Households face biggest cost of living squeeze in 30 years

Meanwhile, the Bank of England expects inflation to rise to around 7 per cent. Then there are the huge utility costs most UK home face from April onwards. No surprise then that the coming months are being billed as ‘the biggest cost of living squeeze’ for 30 years.

Halifax managing director Russell Galley commented: “While the limited supply of new housing stock to the market will continue to provide some support to house prices, it remains likely that the rate of house price growth will slow considerably over the next year.”

So low is the amount of housing stock available – both for sale and rent – that property consultancy TwentyCi say it’s the lowest number since they started collecting data, back in 2008. 

In January this year there were 350,980 properties listed for sale throughout the UK. That was 36 per cent fewer than the same time in 2021. 
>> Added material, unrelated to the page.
PR #302, opened 2023-08-23
Track stage progress and extract marker functionality

### LINKED ISSUE #298: Add state variables that track student's progress through a stage and story
This relates to the reporting of students' progress on the educator dashboard. Until now, we've been calculating progress by referencing a fixed list of markers in each stage. This means that if we add, remove, or rename guidelines/markers, that will break the progress calculation.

“In my living memory, we’ve never been in this situation before,” said Colin Bradshaw, managing director at TwentyCi. “The lack of supply has broken the sale and lettings markets.”

London bucks the trend – for the wrong reasons

In London, TwentyCi report the number of homes for sale today has actually increased from the past two years, at 75,470 and 71,850 respectively. That’s because there are 20 per cent more flats on the market – while people are still looking for detached and semi-detached houses (as a result of the pandemic race for space).

Richard Donnell, executive director at Zoopla says that the number of first-time buyers is also contributing to the property shortage – simply because they have no property to sell (ie put back into the market). And considering one third of homes are sold to first time buyers, that’s a big shortage. Another 10 per cent of homes, he said, are sold to property investors who then rent them out as a buy to let investment.